Der Auffassung der ULAK, dass ein solcher Betrieb Rohrleitungsbau betreibe, schloss sich das Arbeitsgericht nicht an. Nach der Rechtsprechung kann zwar auch eine Schlaufe für eine Fußbodenheizung ein „Rohr“ sein. Rohrleitungsbauer unterliegen allerdings einer anderen Ausbildung und werden auch nicht im gleichen Bereich eingesetzt.

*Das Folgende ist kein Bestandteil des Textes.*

PR #1025, opened 2026-01-28
Optional Args Support

### LINKED ISSUE #1023: Default arguments for functions
Most languages support being able to name optional arguments with default values after the required arguments. It would be nice to have notation for this in Diplomat:
```rs
#[diplomat::bridge]
mod ffi {
  struct Test {
    
  }

  impl Test {
    #[diplomat::attr(auto, default_args(one, two, three=0))]
    fn test_fn(one: i32, two : i64, three : i128) {
      
    }
  }
}
```
So in the backends that support it, one and two would be user-filled. Three would have a default value of `0` (specified by the language backend). To avoid weirder edge cases like `Option` or `Result`, we should limit these to primitive types for now.

tyler-zeromatter:
Closes #1023.

Wanted to check that this implementation is a good idea. Currently `default_args()` is stored as a map from parameter names to strings, where the String is the default value. This value is then parsed into a `DefaultArgValue` enum and stored into the relevant `Param` as `default_value: Option<DefaultArgValue>` during validation (and modified).

TODO:
- [x] Expand tests
- [x] Add sample C++ implementation
- [x] Approval on implementation details
  - [x] ~~Re-work default_args to be an array~~ (actually loses some expressiveness if this is the case)
- [X] Fix up `todo!`

### DIFF
--- a/core/src/hir/attrs.rs
+++ b/core/src/hir/attrs.rs
@@ -589,7 +589,12 @@ impl Attrs {
                         }
                         "default_value" => {
                             if !support.default_args {
-                                maybe_error_unsupported(auto_found, "default_value", backend, errors);
+                                maybe_error_unsupported(
+                                    auto_found,
+                                    "default_value",
+                                    backend,
+                                    errors,
+                                );
                                 continue;
                             }
                             // Note that we do not validate that the args match here.
--- a/feature_tests/src/attrs.rs
+++ b/feature_tests/src/attrs.rs
@@ -251,18 +251,14 @@ pub mod ffi {
     }
 
     impl OpaqueArithmetic {
-        pub fn make(
-            x: i32,
-
-            #[diplomat::attr(auto, default_value=12)] y: i32,
-        ) -> Box<Self> {
+        pub fn make(x: i32, #[diplomat::attr(auto, default_value = 12)] y: i32) -> Box<Self> {
             Box::new(Self { x, y })
         }
 
         #[diplomat::attr(supports=method_overloading, rename="make")]
         pub fn make_overload(
             x: f32,
-            #[diplomat::attr(auto, default_value=14.48)] y: f32,
+            #[diplomat::attr(auto, default_value = 14.48)] y: f32,
         ) -> Box<Self> {
             Box::new(Self {
                 x: (x as i32) + 2,
@@ -428,9 +424,7 @@ pub mod ffi {
 
     #[diplomat::attr(not(supports = free_functions), disable)]
     #[diplomat::attr(auto, namespace = "nested::ns")]
-    pub fn nested_ns_fn(
-        #[diplomat::attr(auto, default_value=true)] x: bool,
-    ) -> bool {
+    pub fn nested_ns_fn(#[diplomat::attr(auto, default_value = true)] x: bool) -> bool {
         !x
     }
 
--- a/feature_tests/src/slices.rs
+++ b/feature_tests/src/slices.rs
@@ -8,9 +8,7 @@ pub mod ffi {
 
     impl MyString {
         #[diplomat::attr(auto, constructor)]
-        pub fn new(
-            #[diplomat::attr(auto, default_value='T')] v: &DiplomatStr,
-        ) -> Box<MyString> {
+        pub fn new(#[diplomat::attr(auto, default_value = 'T')] v: &DiplomatStr) -> Box<MyString> {
             Box::new(Self(String::from_utf8(v.to_owned()).unwrap()))
         }
 


core/src/hir/attrs.rs
```diff
@@ -334,6 +339,125 @@ pub struct SpecialMethodPresence {
...
+    F64(f64),
+}
+
+#[derive(Clone, Debug)]
+pub enum DefaultArgValue {
+    Bool(bool),
+    Char(u8),
+    Byte(u8),
+    Ordering(std::cmp::Ordering),
+    Int(DefaultArgIntType),
```
Manishearth: issue: we don't know the type of integer constants.

We should instead have

```rust
enum DefaultArgValue {
  Bool(bool),
  Char(char),
  Integer(i128),
  Float(f64)
}
```

No need for this complexity.

core/src/hir/attrs.rs
```diff
@@ -520,9 +644,29 @@ impl Attrs {
...
+                        "default_args" => {
+                            if !support.default_args {
+                                maybe_error_unsupported(auto_found, "default_args", backend, errors);
+                                continue;
+                            }
+                            // Note that we do not validate that the args match here.
+                            
+                            let list = attr.meta.require_list();
+                            let res = list.map_err(|e| {
+                                LoweringError::Other(format!("Expected MetaList: {e}"))
```
Manishearth: issue: people don't know what MetaList is.

`DefaultArgValueString` should parse from `attr.meta`, and produce a "default arg attribute must be a list of arguments" error message if it doesn't fit

core/src/hir/attrs.rs
```diff
@@ -334,6 +339,125 @@ pub struct SpecialMethodPresence {
...
+    Byte(u8),
+    Ordering(std::cmp::Ordering),
+    Int(DefaultArgIntType),
+    IntSize(DefaultArgIntSizeType),
+    Int128(DefaultArgInt128Type),
+    Float(DefaultArgFloatType),
+}
+
+#[derive(Default, Clone, Debug)]
+pub struct DefaultArgValueString {
```
Manishearth: issue: we should just parse directly into DefaultArgValue. We don't need this intermediate, I think, if we type this by literal types instead of actual types.

core/src/hir/attrs.rs
```diff
@@ -936,6 +1081,94 @@ impl Attrs {
                         }
                     }
                 }
+                
+                if validator.attrs_supported().default_args && !default_args.is_empty() {
```
Manishearth: all of this becomes unnecessary if we just parse it to a value the first time. The exact type is not needed.

core/src/hir/methods.rs
```diff
@@ -123,12 +125,13 @@ pub struct TraitParamSelf {
...
 
 /// A parameter in a method.
-#[derive(Debug)]
+#[derive(Debug, Clone)]
 #[non_exhaustive]
 pub struct Param {
     pub name: IdentBuf,
     pub ty: Type<InputOnly>,
     pub attrs: Attrs,
+    pub default_value: Option<DefaultArgValue>,
```
Manishearth: Hmmmmmmm. Generally I prefer for attribute-universe things to stay within the `Attrs` struct.

It makes sense for the HIR to partially validate this, but I kind of would prefer to keep the HIR restricted to the things that everyone needs.

tyler-zeromatter: Sounds good, I'll see if there's a way we can validate without storing `default_value` in the HIR

tyler-zeromatter: Actually, I think that's doable no problem, but I will make sure to move this into `Attrs`

tyler-zeromatter: Oh, I already scrapped this lol, just forgot to yank it.

Manishearth:
> This PR also requires an upgrade to askama, but I can separate that out into its own PR if that's preferred


Yes please.

feature_tests/src/attrs.rs
```diff
@@ -251,12 +245,19 @@ pub mod ffi {
     }
 
     impl OpaqueArithmetic {
-        pub fn make(x: i32, y: i32) -> Box<Self> {
+        pub fn make(
+            x: i32,
+
+            #[diplomat::attr(supports=default_args, default_arg=12)] y: i32,
```
Manishearth: use `auto` imo.

core/src/hir/attrs.rs
```diff
@@ -66,6 +66,9 @@ pub struct Attrs {
 
     /// Information on if a type declaration/impl block has custom bindings, and if so, what kind.
     pub custom_extra_code: HashMap<IncludeLocation, IncludeSource>,
+
+    /// A default argument above a parameter.
+    pub default_arg: Option<DefaultArgValue>,
```
Manishearth: nit: `default_value`, both in this code and in the attribute name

Rohrleitungsbauer erstellen, warten und reparieren der Branche zugehörige Rohrleitungssysteme, um den Transport von Gas, Wasser, Öl oder Fernwärme in Wohn-. Gewerbe- bzw. Industriegebäude zu ermöglichen. Rohrleitungsbauer sind keine Feininstallateure, sondern werden auch in der Herstellung von Schachtbauwerken, Baugruben und Verkehrswegen unterwiesen; Kenntnisse über das Arbeiten in Gebäuden wie die Vornahme von Druckprüfung von Sanitäranlagen und Heizungen werden ihnen in der Ausbildung nicht vermittelt; dafür zu sorgen, dass das von den öffentlichen Versorgungsträgern angelieferte Wasser oder Gas innerhalb der einzelnen Gebäuden an die Stellen komme, wo es gebraucht werde, obliege den Angehörigen anderer Gewerke, insbesondere denjenigen des Heizungs- Sanitär- und Klimatechnikgewerks.
(Das Urteil ist nicht rechtskräftig, die Berufung wird beim LAG Hessen zum Az. 10 Sa 433/23 SK geführt.)